TITLE: R-FCN: Object Detection via Region-based Fully Convolutional Networks
AUTHER: Jifeng Dai, Yi Li, Kaiming He, Jian Sun
ASSOCIATION: MSRA, Tsinghua University
FROM: arXiv:1605.06409
CONTRIBUTIONS
- A framework called Region-based Fully Convolutional Network (R-FCN) is develpped for object detection, which consists of shared, fully convolutional architectures.
- A set of position-sensitive score maps are introduced to enalbe FCN representing translation variance.
- A unique ROI pooling method is proposed to shepherd information from metioned score maps.
METHOD
- The image is processed by a FCN manner network.
- At the end of FCN, a RPN (Region Proposal Network) is used to generate ROIs.
- On the other hand, a score map of $k^{2}(C+1)$ channels is generated using a bank of specialized convolutional layers.
- For each ROI, a selective ROI pooling is utilized to generate a $C+1$ channel score map.
- The scores in the score map are averaged to vote for category.
- Another $ 4k^2 $ dim convolutional layer is learned for bounding box regression.
Training Details
- R-FCN is trained end-to-end with pre-computed region proposals. Both category and position are learnt with the loss function $L(s,t{x,y,w,h})=L{cls}(s{c})+\lambda[c>0]L{reg}(t)$
- For each image, N proposals are generated and B out of N proposals are selected to train weights according to the highest losses. B is set to 128 in this work.

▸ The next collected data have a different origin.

PR #612, opened 2021-08-19
Return same proxy struct instance from Get calls

### LINKED ISSUE #609: Client does not return the same object for consecutive Get* calls.
Hazelcast Go Client version: v1.0.0

#### Actual behaviour

When getting data structures from client, it creates a **new** struct for each call after wrapping the existing proxy of it. It's not a big problem for Map, Set, etc. But that causes having different vector clocks for PN counters with the same name. This also causes allocation of new structs for each GetDDS call even with the same name.

#### Expected behaviour

Not proxy but the struct itself could've been cached and served upon GetDDS calls. That would prevent creating new (and distinct) structs for each call.

```go
counter1, _ := cli.GetPNCounter(ctx, "pn-counter")
counter2, _ := cli.GetPNCounter(ctx, "pn-counter")
fmt.Printf("c1:%p, clk:%p\nc2:%p, clk:%p\n", counter1, counter1.clock, counter2, counter2.clock)
// c1:0xc00022e460, clk:0xc000232240
// c2:0xc00022e480, clk:0xc000232270

counter1.GetAndIncrement(ctx)
counter2.GetAndIncrement(ctx)
fmt.Printf("clock1:%v\nclock2:%v\n", counter1.clock, counter2.clock)
// clock1:map[9d83fd60-081c-49f6-bd28-33373f4fea37:-9223372036854775800]
// clock2:map[9d83fd60-081c-49f6-bd28-33373f4fea37:-9223372036854775799]
```

puzpuzpuz:
Fixes #609

Also moves linter checks before tests in GH actions definition. It makes no sense to wait for all tests to pass when `fieldalignment` or `go vet` will fail the GHA run. So, it's better to fail fast.

### DIFF
--- a/proxy_manager.go
+++ b/proxy_manager.go
@@ -53,7 +53,7 @@ func newProxyManager(bundle creationBundle) *proxyManager {
 }
 
 func (m *proxyManager) getMap(ctx context.Context, name string) (*Map, error) {
-	p, err := m.proxyWrapperFor(ctx, ServiceNameMap, name, func(p *proxy) (interface{}, error) {
+	p, err := m.proxyFor(ctx, ServiceNameMap, name, func(p *proxy) (interface{}, error) {
 		return newMap(p), nil
 	})
 	if err != nil {
@@ -63,7 +63,7 @@ func (m *proxyManager) getMap(ctx context.Context, name string) (*Map, error) {
 }
 
 func (m *proxyManager) getReplicatedMap(ctx context.Context, name string) (*ReplicatedMap, error) {
-	p, err := m.proxyWrapperFor(ctx, ServiceNameReplicatedMap, name, func(p *proxy) (interface{}, error) {
+	p, err := m.proxyFor(ctx, ServiceNameReplicatedMap, name, func(p *proxy) (interface{}, error) {
 		return newReplicatedMap(p, m.refIDGenerator)
 	})
 	if err != nil {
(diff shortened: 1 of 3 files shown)


proxy_manager.go
```diff
@@ -142,24 +156,37 @@ func (m *proxyManager) remove(serviceName string, objectName string) bool {
...
 	m.mu.RLock()
-	obj, ok := m.proxies[name]
+	wrapper, ok := m.proxies[name]
 	m.mu.RUnlock()
 	if ok {
-		return obj, nil
+		return wrapper, nil
+	}
+	m.mu.Lock()
+	defer m.mu.Unlock()
```
enozcan, line 173: I see it's still WIP but an early comment: Here, deferring the unlock holds the writer lock until the member responses back. This will block readers especially when - say, there is a retry or slow operation happens for this call. Do you think that makes sense to consider or it is negligible? I mean, all operations are supposed to be slow under such a condition?

puzpuzpuz: > EDIT: never mind, I missed the assignment at the very end. The comment does not make sense.

Good to know. I think, we were blocking all callers while the network I/O was happening here before my PR. In theory, we could improve that with striped locking, but I have a feeling that such optimization would only help in edge scenarios. WDYT?

enozcan: > we could improve that with striped locking, but I have a feeling that such optimization would only help in edge scenarios.

Yes I also was wondering how likely such edge cases are to happen. But I feel like it's not worth considering - at least for this block.

puzpuzpuz: Such edge cases assume that you're doing crazy things, say, like creating a new data structure on each HTTP request, or something that weird.

enozcan (approved):
LGTM. Thanks for the fix.

yuce (approved):
THanks, looks good!

puzpuzpuz:
@enozcan @yuce thanks for your code reviews!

- 4-step alternating training is utilized to realizing feature sharing between R-FCN and RPN.
ADVANTAGES
- It is fast (170ms/image, 2.5-20x faster than Faster R-CNN).
- End-to-end training is easier to process.
- All learnable layers are convolutional and shared on the entire image, yet encode spatial information required for object detection.
DISADVANTAGES
- Compared with Single Shot methods, more computation resource is needed.